Ректор семинарии, превосходный софист, нисколько не смутился. Он обратил на противника пламя очей и дыхание уст своих:

— Со всеми особыми оговорками относительно истинного толкования, одновременно буквального и духовного, того места из «Книги Иисуса Навина», которое вы имеете в виду и на котором уже до вас опрометчиво споткнулись многие маловеры, я без колебания отвечу: «Да, у меня два разных суждения об этом чуде. Опираясь на данные физики, то есть на наблюдение, я верю, что земля вращается вокруг неподвижного солнца. А как богослов я верю, что Иисус Навин остановил солнце. Здесь есть противоречие. Но противоречие, легко устранимое. Я вам это сейчас докажу. Наше представление о солнце чисто человеческое; оно относится только к человеку и не обязательно для бога. Для человека солнце не вращается вокруг земли. Согласен и всецело присоединяюсь к Копернику. Но не буду же я принуждать господа бога стать, как и я, последователем Коперника; и не буду же я доискиваться — вращается или не вращается для бога солнце вокруг земли. По правде говоря, я и без «Книги Иисуса Навина» знал, что человеческая астрономия не обязательна для бога.
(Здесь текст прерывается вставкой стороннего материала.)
PR #875, opened 2026-05-20
docs(migrate): tuning parallel replication for Spirit workloads on binlog-based replicas

Kiran01bm:
## What and Why ?
Adds a "Tuning parallel replication for Spirit workloads" subsection under `docs/migrate.md` § `replica-max-lag`, expanding the existing "increase parallel replication threads" bullet with the two MySQL 8.0+ settings that actually move the needle for Spirit workloads:

- `binlog_transaction_dependency_tracking = WRITESET` on the **source** (3–10× apply boost)
- `replica_preserve_commit_order = OFF` on the **replica** (additional 1.3–2× on top) — gated on verifying no downstream consumer depends on source commit order

Briefly explains why Spirit's per-chunk `INSERT IGNORE ... SELECT` transactions head-of-line-block the replica under default `COMMIT_ORDER`, and notes the Aurora `pending-reboot` caveat.

Docs-only change.


docs/migrate.md
```diff
@@ -258,10 +258,19 @@ It is recommended that you use Spirit in combination with either parallel replic
...
+- Adjusting the configuration of your replicas to increase the parallel replication threads (see [Tuning parallel replication for Spirit workloads](#tuning-parallel-replication-for-spirit-workloads) below)
 - Temporarily disabling durability on the replica (i.e. `SET GLOBAL sync_binlog=0` and `SET GLOBAL innodb_flush_log_at_trx_commit=0`)
 - Increasing the `replica-max-lag` or disabling replica lag checking temporarily
 
+#### Tuning parallel replication for Spirit workloads
+
+Spirit's row-copier copies each chunk inside a single `INSERT IGNORE INTO _<table>_new (...) SELECT ... FROM <table> WHERE <pk range>` transaction (default up to 4 in flight, each sized to a `--target-chunk-time` of 500ms). Each one lands in the binlog as a single multi-row transaction — that is what creates the head-of-line-blocking opportunity under `COMMIT_ORDER`: the replica's parallel workers serialize behind that transaction, so a busy table with many indexes can drive the replica lag into the multi-hour range even when the source has spare CPU. Two MySQL 8.0+ replication settings make a large difference for this workload:
```
morgo: This is only true by default (unbuffered row copier). Rather than mention this maybe generalize it to say the copier threads are parallel and disjoint, and so they make good use of WRITESET extraction.

Kiran01bm: fair point - ive made the changes now.. hope this is ok now..

docs/migrate.md
```diff
@@ -258,10 +258,21 @@ It is recommended that you use Spirit in combination with either parallel replic
...
 - Temporarily disabling durability on the replica (i.e. `SET GLOBAL sync_binlog=0` and `SET GLOBAL innodb_flush_log_at_trx_commit=0`)
 - Increasing the `replica-max-lag` or disabling replica lag checking temporarily
 
+#### Tuning parallel replication for Spirit workloads
+
+Spirit's row-copier runs multiple chunks in parallel (default up to 4 in flight, each sized to a `--target-chunk-time` of 500ms), and each chunk covers a **disjoint primary-key range** of the source table. Every chunk lands in the binlog as its own multi-row transaction, and because the ranges are disjoint the chunks have no row-level write conflicts with each other. That is exactly the workload writeset-based dependency tracking is designed to parallelize on the replica — under the default `COMMIT_ORDER` scheduling, however, the replica's parallel workers must serialize on source commit order, so a busy table with many indexes can drive replica lag into the multi-hour range even when the source has spare CPU. Two MySQL 8.0+ replication settings make a large difference for this workload:
```
morgo:
```suggestion
Spirit's row-copier runs multiple chunks in parallel (default up to 4 in flight, each sized to a `--target-chunk-time` of 500ms), and each chunk covers a **disjoint primary-key range** of the source table. Every chunk lands in the binlog as its own multi-row transaction, and because the ranges are _disjoint_ the chunks have no row-level write conflicts with each other.

This workload is exactly the right shape to execute in parallel on replicas, but under MySQL 8.0 defaults (`COMMIT_ORDER` scheduling) there is minimum parallelism, and it requires the following configuration changes:

```

morgo (approved):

Теории времени, числа и пространства не охватывают бесконечность, и нелепо ловить духа святого на физических или математических трудностях.

— Значит,— спросил г-н Бержере,— вы допускаете, что даже в математике возможны два противоположных суждения — человеческое и божественное.

— Я далек от утверждения такой крайности,— ответил аббат Лантень.— Точность математики сближает ее с абсолютной истиной. Числа же опасны только постольку, поскольку разум, видя в них первопричину, может впасть в заблуждение и рассматривать всю вселенную лишь как систему чисел. Подобное заблуждение было осуждено церковью. Во всяком случае я без малейшего колебания утверждаю, что есть математика человеческая и математика божественная. Конечно, между ними не должно быть противоречия, и вы, надеюсь, не ожидаете услышать от меня, что для бога три плюс три равно девяти. Но нам неизвестны все свойства чисел, а богу они известны.

Я знаю духовных лиц, которых считают выдающимися и которые утверждают, что между наукой и богословием не должно быть противоречий. Мне противна такая дерзость, я сказал бы даже такое богохульство, потому что разве это не богохульство заставлять вечную, абсолютную истину применяться к несовершенной и временной истине, именуемой наукой? Это безумное стремление уподобить видимый мир — невидимому, тело — душе породило множество жалких и пагубных идей, в которых обнаружилось все безрассудство и слабость современных его апологетов. Один видный член ордена иезуитов допускает многочисленность обитаемых миров; он готов признать, что на Марсе и Венере живут разумные существа, лишь бы за землей сохранилось преимущество христианской веры, что делает землю исключительной и единственной в мироздании. Другой ученый богослов, с достоинством занимавший в Сорбонне ныне упраздненную кафедру богословия, допускает, что геологи могут найти следы преадамитов, и сводит сотворение мира, о котором учит библия, к устройству небольшой области вселенной для пребывания там Адама и его потомства. О тупое безумие! О жалкая дерзость! О древнее, как мир, и уже стократ осужденное новшество! Посягательство на божественное единство! Не лучше ли, подобно Раймунду Великому и его историографу, утверждать невозможность слияния науки и религии, так же как относительного и абсолютного, конечного и бесконечного, тени и света?